Large-Scale Service Monitoring

BOSTON (06/12/2000) - Without connectivity, you don't have a network. When a network goes down, troubleshooters want to quickly learn which device is failing so they can restore network connectivity, while folks on the business side of the house need to know which workgroups and business functions are affected by an outage.

Avesta Technologies Inc., recently acquired by Visual Networks Inc., says its Trinity network management product answers these questions. In our test of Avesta's recent release, Trinity 2.0.3, we measured how accurately and swiftly Trinity pinpoints connectivity errors, how faithfully it identifies the business functions affected by a connectivity error and what other connectivity management features it offers.

We found that for networks cared for by proactive administrators, Trinity provides an excellent high-level view of network connectivity. However, we would like the product better if it offered multiplatform server health and utilization monitoring.

Trinity can relate business functions to network devices and then locate the root cause of an outage. Its ability to associate a business function with network devices depends on an administrator entering, and periodically updating, business function and workgroup descriptions for new or replaced network devices - a tedious chore on a large network. However, not only does Trinity detect the error, but it also tells you which workgroup the error affects.

We were pleasantly surprised to find that Trinity automatically notes the relationships between network nodes during its initial and ongoing discovery process so a network administrator doesn't have to create or maintain correlation rules to show dependencies among devices and subnets.

In our tests, Trinity successfully identified the causes of connectivity problems, but only if the network devices were SNMP-aware, used TCP/IP or were Windows clients running Trinity's agent software. It quickly and accurately detected router failures, switch problems and WAN link outages. However, Trinity isn't an appropriate tool for non-TCP/IP networks, non-Windows clients or for pinpointing anything other than connectivity problems.

Trinity consists of a client console, an object server, an enterprise service model process application, a central data store and a collection of agent managers.

We found using the client console's Win32 interface to be fairly intuitive and straightforward.

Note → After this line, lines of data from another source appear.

Issue #884, opened 2021-11-25
Proposal: Do not (by default) squash commits when merging


maximiliankolb:
Hi all,
after digging around in git log to find where, how, why, and who changed things, I -again- tripped over the default setting to squash commits when merging using the "Squash and merge" button in Github.

Some thoughts:
* One change should be one commit: for example, changing the links to a procedure in multiple files is one commit. Fixing a typo in the same file should be a separate commit.
* (Probably for CLI users only) You can use `!fixup` commits to indicate squashing when merging, for example using `git commit --fixup=head` to create a fixup commit for the last commit; or `git commit --fixup=MY_SHA1` to create a fixup commit for a specific commit. Note that you must only do fixup commits for commits that have not been merged yet, i.e. only for commits that are exclusively on your current branch. Run `git rebase -i master` to rebase your branch to master before pushing; git will automatically correct the order of "fixup commits" and squash (technically: fixup^^) them).
* If you are using software (read: not `git` in your console) that uses the same commit message as your first commit on your branch, then yes, it absolutely makes sense to squash those commits before merging; we do not want multiple commits like "Fix broken xref" merged to master.

I see a lot of advantages when using `git diff`, `git log`, and `git blame`. This also makes cherry-picking and reverting much easier and safer.

For me, it is no accident when I create a PR with more than one commit.

I would also like to enable "merge commits", but I fear this might be pushing it^^.

What are your thoughts? Does anyone else experience the same issues?

melcorr:
@lzap what do you think?

ekohl:
In my experience merging things (and caring about a good git history) the answer is (as always) "it depends".

When there is a single commit, I always use Rebase and merge if the commit message is alright. What's right, again, depends. In this project I'm less strict in what others do but I like to hold myself to high standards. That means describing what you did and, more importantly, why.

Sometimes the commit message is not great. If it's a single commit, I sometimes fix it up using Squash and merge. Which brings me to the next topic. I dislike the "Squash and merge" message that GH generates. I never like it as-is and if I do use the functionality, I always edit it to make sense. This also means stripping the PR number from the commit message. I also think the GH dialog doesn't write hard line endings which is also against the convention so I often write it in vim, format it and copy it back (back in the day I had a Firefox extension for this).

I also use Squash and merge if there's obvious fixups needed in the commits.

> For me, it is no accident when I create a PR with more than one commit.

[...]

PR #3082, opened 2024-06-20
Use RHDocsBaseURL where possible

ekohl:
This is the result of runnning:

```
sed -i 's|https://access.redhat.com/documentation/en-us/|{RHDocsBaseURL}|' $(rg https://access.redhat.com/documentation/ guides/common/modules/ -l)
```

This should make it easier to switch to https://docs.redhat.com/

* [ ] Foreman 3.6/Katello 4.8

### DIFF
--- a/guides/common/modules/proc_using-insights-with-satellite-server.adoc
+++ b/guides/common/modules/proc_using-insights-with-satellite-server.adoc
@@ -14,7 +14,7 @@ To maintain your {ProjectServer}, and improve your ability to monitor and diagno
 .Scheduling insights-client
 
 Note that you can change the default schedule for running `insights-client` by configuring `insights-client.timer` on {Project}.
-For more information, see https://docs.redhat.com/en/documentation/red_hat_insights/1-latest/html/client_configuration_guide_for_red_hat_insights/assembly-client-changing-schedule[Changing the insights-client schedule] in the _Client Configuration Guide for Red Hat Insights_.
+For more information, see {RHDocsBaseURL}red_hat_insights/1-latest/html/client_configuration_guide_for_red_hat_insights/assembly-client-changing-schedule[Changing the insights-client schedule] in the _Client Configuration Guide for Red Hat Insights_.
 
 .Procedure
 
--- a/guides/common/modules/proc_using-insights-with-satellite-server.adoc
+++ b/guides/common/modules/proc_using-insights-with-satellite-server.adoc
@@ -14,7 +14,7 @@ To maintain your {ProjectServer}, and improve your ability to monitor and diagno
 .Scheduling insights-client
 
 Note that you can change the default schedule for running `insights-client` by configuring `insights-client.timer` on {Project}.
-For more information, see https://access.redhat.com/documentation/en-us/red_hat_insights/2020-10/html/client_configuration_guide_for_red_hat_insights/changing-the-client-schedule[Changing the insights-client schedule] in the _Client Configuration Guide for Red Hat Insights_.
+For more information, see https://docs.redhat.com/en/documentation/red_hat_insights/1-latest/html/client_configuration_guide_for_red_hat_insights/assembly-client-changing-schedule[Changing the insights-client schedule] in the _Client Configuration Guide for Red Hat Insights_.
 
 .Procedure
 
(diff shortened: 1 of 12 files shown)


asteflova:
It looks like you ended up with a double `en-US` in the new URLs. Can you try this instead?

```
sed -i 's|https://access.redhat.com/documentation/en-US/|{RHDocsBaseURL}|' $(rg https://access.redhat.com/documentation/ guides/common/modules/ -l)
```

ekohl:
Oops, updated.

guides/common/modules/proc_using-insights-with-satellite-server.adoc
```diff
@@ -14,7 +14,7 @@ To maintain your {ProjectServer}, and improve your ability to monitor and diagno
 .Scheduling insights-client
 
 Note that you can change the default schedule for running `insights-client` by configuring `insights-client.timer` on {Project}.
-For more information, see https://access.redhat.com/documentation/en-us/red_hat_insights/2020-10/html/client_configuration_guide_for_red_hat_insights/changing-the-client-schedule[Changing the insights-client schedule] in the _Client Configuration Guide for Red Hat Insights_.
+For more information, see {RHDocsBaseURL}red_hat_insights/2020-10/html/client_configuration_guide_for_red_hat_insights/changing-the-client-schedule[Changing the insights-client schedule] in the _Client Configuration Guide for Red Hat Insights_.
```
asteflova, line 17: This link gives a 404. I'm not familiar with Insights docs but I think this is the up-to-date one:
```suggestion
For more information, see {RHDocsBaseURL}red_hat_insights/1-latest/html/client_configuration_guide_for_red_hat_insights/assembly-client-changing-schedule[Changing the insights-client schedule] in the _Client Configuration Guide for Red Hat Insights_.
```

ekohl: The exact file rename looks like a regression while the version makes sense. Is that something we should let the insights team know?

asteflova: Ok, I pinged the Insights docs team in an internal chat and shared a link to this comment thread. I don't think it should block this PR; if there is something to change on the Insights docs' side, they know where to start investigating.

ekohl:
I noticed all pages redirect away from `en-us` so I added a commit that drops it. Waiting on the linkchecker to tell if that's correct.

guides/common/modules/proc_using-insights-with-satellite-server.adoc
asteflova: The Insights docs team has confirmed that the suggested link is correct and follows their file naming guidelines: https://docs.redhat.com/en/documentation/red_hat_insights/1-latest/html-single/client_configuration_guide_for_red_hat_insights/index#assembly-client-changing-schedule

ekohl:
If only Red Hat maintained stable documentation URLs ... but I think I have it now.

asteflova (approved):

Lennonka:
Cherry-picked:
- 7902238063..eadc12316a  3.11 -> 3.11

It would be useful to do that in all mainted versions.

ekohl:
The attribute commit itself wasn't picked so that's why I only checked 3.11, but I agree it makes sense

ekohl:
@Lennonka I'd have preferred the commits weren't squashed. They were explicitly separated.

Lennonka:
@ekohl Please, let us know next time in the PR description.

ekohl:
Sorry, that's just how I always work so I didn't think about it

Lennonka:
There's no need to apologize, but perhaps we should consider unifying the process, ie. clarifying when to squash and when not, how to label it, perhaps?

ekohl:
I thought we settled that in https://github.com/theforeman/foreman-documentation/issues/884.

Lennonka:
I wasn't even here when that discussion happened. How was I supposed to know? I still think we should revisit it. I'll put it on agenda for the next meeting.

asteflova:
How about highlighting this in the PR template? https://github.com/theforeman/foreman-documentation/pull/3096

Through it, we configured agent managers, customized vendor profiles and viewed network maps.

Avesta provides a useful reporting tool and associated report templates for revealing historical connectivity data and spotting availability trends.

Because Trinity stores device and event data in a relational database, we were also able to use Crystal Reports to design and run custom reports.

Additionally, a small Java program displays real-time alarm and event information.

We were disappointed Trinity didn't offer an administrative browser-based interface for better remote administration of the product.

The enterprise service process application, which runs on Windows NT or Solaris, determines the relationships between network nodes, maintains Trinity's database representation of a network and analyzes connectivity faults.

Trinity's object server is middleware that buffers network events, while the data store is an Oracle 7.3.4 database. As they discovered and monitored our network infrastructure, the agent managers' network bandwidth consumption was reasonable, varying from 2 percent to 8 percent.

Avesta's approach to discovering nodes on large networks is realistic. We liked being able to interrupt and later resume the discovery process, and we noticed Trinity was smart enough to recognize an NT multi-interface RAS-based modem cluster and thus avoid repetitively requesting redundant information about the interfaces.

Trinity takes an objectoriented view of a network, treating each SNMP-aware network device, pingable IP node, Windows client, business group and Trinity-instrumented application as a managed object. Trinity regularly verifies connectivity for the objects it manages, and stores the objects and connectivity information in the Oracle database.

When a portion of the network becomes unreachable, Trinity uses its knowledge of which objects depend on others to find the root cause of the outage. If 10 clients and a file server connected to a router go off the air, Trinity identifies the router or WAN link as the likely culprit and explains which business functions the outage affects. Because it let us prioritize business functions and workgroups, Trinity even suggested which repairs we should make first when we tested multiple concurrent connectivity problems.

For recoverable device and computer connectivity failures, such as router crashes fixed by sending a soft reset command to the router, Trinity can execute scripts, third-party tools or programs to take corrective action.

To help you understand your network better, Trinity has a test button that can simulate the failure of specific network devices to help you determine the impact of such a failure.

We easily integrated Trinity with BMC Patrol 2000 in the lab to collect from each Patrol agent network resource and event data. Trinity then correlated the data with its list of managed objects. Avesta offers integration with NetIQ, Compaq Insite, Sun Management Center, Unicenter TNG and SystemEDGE.

Trinity installation is simple, but setting up the bundled Oracle database takes extra effort. The documentation is clear, comprehensive and helpful.

If you have a large network consisting of SNMP-aware devices, IP-addressable nodes and Windows clients, you'll find Avesta's Trinity worth a look.